Saved entries:
● ● ● ●

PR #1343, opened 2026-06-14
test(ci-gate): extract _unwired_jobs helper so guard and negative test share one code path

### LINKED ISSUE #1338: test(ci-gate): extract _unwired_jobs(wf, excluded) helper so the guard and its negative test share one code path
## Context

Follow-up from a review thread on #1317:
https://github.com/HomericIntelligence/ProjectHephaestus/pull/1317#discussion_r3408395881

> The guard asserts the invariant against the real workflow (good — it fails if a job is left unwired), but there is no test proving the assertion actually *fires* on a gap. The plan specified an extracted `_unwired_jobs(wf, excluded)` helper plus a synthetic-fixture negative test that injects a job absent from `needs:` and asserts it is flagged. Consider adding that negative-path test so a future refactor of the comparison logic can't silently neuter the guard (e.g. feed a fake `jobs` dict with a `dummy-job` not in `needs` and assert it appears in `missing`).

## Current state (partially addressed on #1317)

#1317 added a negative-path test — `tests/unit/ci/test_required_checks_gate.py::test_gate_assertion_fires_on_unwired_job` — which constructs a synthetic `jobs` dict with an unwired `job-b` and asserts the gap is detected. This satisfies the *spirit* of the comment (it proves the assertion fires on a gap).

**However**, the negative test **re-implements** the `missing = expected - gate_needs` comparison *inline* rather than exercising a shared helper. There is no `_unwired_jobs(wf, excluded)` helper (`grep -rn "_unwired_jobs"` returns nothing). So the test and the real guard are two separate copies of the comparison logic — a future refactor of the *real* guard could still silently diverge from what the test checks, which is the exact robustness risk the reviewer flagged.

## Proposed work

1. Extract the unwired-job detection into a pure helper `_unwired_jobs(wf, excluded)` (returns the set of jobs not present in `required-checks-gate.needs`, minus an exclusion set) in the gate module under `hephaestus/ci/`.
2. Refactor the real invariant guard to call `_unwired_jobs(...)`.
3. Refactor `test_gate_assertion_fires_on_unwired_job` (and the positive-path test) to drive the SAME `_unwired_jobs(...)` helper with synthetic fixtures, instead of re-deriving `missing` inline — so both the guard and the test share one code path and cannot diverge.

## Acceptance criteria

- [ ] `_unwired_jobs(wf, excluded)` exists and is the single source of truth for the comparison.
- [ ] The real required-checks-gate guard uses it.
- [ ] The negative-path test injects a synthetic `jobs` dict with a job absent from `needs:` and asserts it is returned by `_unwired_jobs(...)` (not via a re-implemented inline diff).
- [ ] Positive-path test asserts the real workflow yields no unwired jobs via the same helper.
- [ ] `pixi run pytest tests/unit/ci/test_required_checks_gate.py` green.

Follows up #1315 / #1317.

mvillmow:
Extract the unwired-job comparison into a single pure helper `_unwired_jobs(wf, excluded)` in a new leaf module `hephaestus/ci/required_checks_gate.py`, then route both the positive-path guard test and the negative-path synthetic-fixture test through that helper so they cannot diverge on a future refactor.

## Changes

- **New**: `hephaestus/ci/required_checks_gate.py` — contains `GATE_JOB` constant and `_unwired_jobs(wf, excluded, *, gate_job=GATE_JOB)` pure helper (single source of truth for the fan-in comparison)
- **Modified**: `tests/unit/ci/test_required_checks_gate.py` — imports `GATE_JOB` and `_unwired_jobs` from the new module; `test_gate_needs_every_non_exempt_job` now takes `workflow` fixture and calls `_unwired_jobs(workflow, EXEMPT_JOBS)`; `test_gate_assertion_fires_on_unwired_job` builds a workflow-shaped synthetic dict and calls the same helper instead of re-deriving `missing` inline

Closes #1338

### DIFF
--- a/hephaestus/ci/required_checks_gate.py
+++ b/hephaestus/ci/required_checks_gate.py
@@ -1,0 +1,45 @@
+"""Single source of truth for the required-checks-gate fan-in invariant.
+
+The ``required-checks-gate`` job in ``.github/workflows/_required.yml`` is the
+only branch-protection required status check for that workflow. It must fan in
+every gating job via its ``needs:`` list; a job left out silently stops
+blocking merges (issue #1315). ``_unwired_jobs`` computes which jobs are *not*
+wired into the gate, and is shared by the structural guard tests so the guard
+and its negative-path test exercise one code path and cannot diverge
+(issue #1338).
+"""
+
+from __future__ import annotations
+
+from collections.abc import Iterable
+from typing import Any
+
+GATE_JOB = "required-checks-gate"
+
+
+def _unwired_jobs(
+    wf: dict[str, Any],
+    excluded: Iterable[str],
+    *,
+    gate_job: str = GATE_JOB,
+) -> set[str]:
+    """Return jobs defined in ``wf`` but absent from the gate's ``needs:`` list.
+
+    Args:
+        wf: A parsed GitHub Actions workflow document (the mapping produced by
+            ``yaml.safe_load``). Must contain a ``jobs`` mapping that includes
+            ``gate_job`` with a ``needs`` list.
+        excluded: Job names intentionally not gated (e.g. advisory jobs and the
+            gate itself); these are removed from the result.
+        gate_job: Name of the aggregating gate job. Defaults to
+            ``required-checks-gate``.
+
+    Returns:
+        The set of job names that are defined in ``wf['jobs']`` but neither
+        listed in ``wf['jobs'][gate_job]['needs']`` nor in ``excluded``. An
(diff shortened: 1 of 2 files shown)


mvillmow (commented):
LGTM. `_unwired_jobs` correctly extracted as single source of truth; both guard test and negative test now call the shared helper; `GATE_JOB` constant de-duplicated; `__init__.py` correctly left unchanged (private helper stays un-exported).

● ● ● ●

Task instructions ▸
Looking at the entries above, can you reproduce exactly the lines from the one that holds "## Proposed work" through the one that holds "2. Refactor the", and only those?

Response for this exercise ▸
## Proposed work

1. Extract the unwired-job detection into a pure helper `_unwired_jobs(wf, excluded)` (returns the set of jobs not present in `required-checks-gate.needs`, minus an exclusion set) in the gate module under `hephaestus/ci/`.
2. Refactor the real invariant guard to call `_unwired_jobs(...)`.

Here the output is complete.